Data records Start Marker
PR #11373, opened 2025-04-05
fix: update indent and spaces in `guides/deploy/cloudflare.mdx`

jsparkdev:
#### Description (required)

- Add whitespace to improve readability
- Update invalid indentation in codeblocks

### DIFF
--- a/src/content/docs/en/guides/deploy/cloudflare.mdx
+++ b/src/content/docs/en/guides/deploy/cloudflare.mdx
@@ -20,7 +20,9 @@ This guide includes:
 <ReadMore>Read more about [using the Cloudflare runtime](/en/guides/integrations-guide/cloudflare/) in your Astro project.</ReadMore>
 ## Prerequisites
 
-To get started, you will need a Cloudflare account. If you don’t already have one, you can create a free Cloudflare account during the process.
+To get started, you will need:
+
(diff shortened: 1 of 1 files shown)


src/content/docs/en/guides/deploy/cloudflare.mdx
```diff
@@ -20,27 +20,27 @@ This guide includes:
 <ReadMore>Read more about [using the Cloudflare runtime](/en/guides/integrations-guide/cloudflare/) in your Astro project.</ReadMore>
 ## Prerequisites
 
-To get started, you will need:
-
-- A Cloudflare account. If you don’t already have one, you can create a free Cloudflare account during the process.
-
+To get started, you will need a Cloudflare account. If you don’t already have one, you can create a free Cloudflare account during the process.
```
sarah11918, line 23: I would keep this the way it was, since that's the pattern we use in all the other guides!

sarah11918 (commented):
Thank you @jsparkdev ! The only change I would revert is the Prerequisites section, since that's the pattern we use in all other deploy guides. 

Otherwise, good to merge, thank you for spotting! 💜

jsparkdev:
@sarah11918 

Thanks, I've reverted that part back to the original.

sarah11918 (approved):

yanthomasdev (approved):
LGTM! Thanks!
Data records End Marker
Reproduce the complete data exactly as presented above.

• [Solution to this exercise]
PR #11373, opened 2025-04-05
fix: update indent and spaces in `guides/deploy/cloudflare.mdx`

jsparkdev:
#### Description (required)

- Add whitespace to improve readability
- Update invalid indentation in codeblocks

### DIFF
--- a/src/content/docs/en/guides/deploy/cloudflare.mdx
+++ b/src/content/docs/en/guides/deploy/cloudflare.mdx
@@ -20,7 +20,9 @@ This guide includes:
 <ReadMore>Read more about [using the Cloudflare runtime](/en/guides/integrations-guide/cloudflare/) in your Astro project.</ReadMore>
 ## Prerequisites
 
-To get started, you will need a Cloudflare account. If you don’t already have one, you can create a free Cloudflare account during the process.
+To get started, you will need:
+
(diff shortened: 1 of 1 files shown)


src/content/docs/en/guides/deploy/cloudflare.mdx
```diff
@@ -20,27 +20,27 @@ This guide includes:
 <ReadMore>Read more about [using the Cloudflare runtime](/en/guides/integrations-guide/cloudflare/) in your Astro project.</ReadMore>
 ## Prerequisites
 
-To get started, you will need:
-
-- A Cloudflare account. If you don’t already have one, you can create a free Cloudflare account during the process.
-
+To get started, you will need a Cloudflare account. If you don’t already have one, you can create a free Cloudflare account during the process.
```
sarah11918, line 23: I would keep this the way it was, since that's the pattern we use in all the other guides!

sarah11918 (commented):
Thank you @jsparkdev ! The only change I would revert is the Prerequisites section, since that's the pattern we use in all other deploy guides. 

Otherwise, good to merge, thank you for spotting! 💜

jsparkdev:
@sarah11918 

Thanks, I've reverted that part back to the original.

sarah11918 (approved):

yanthomasdev (approved):
LGTM! Thanks!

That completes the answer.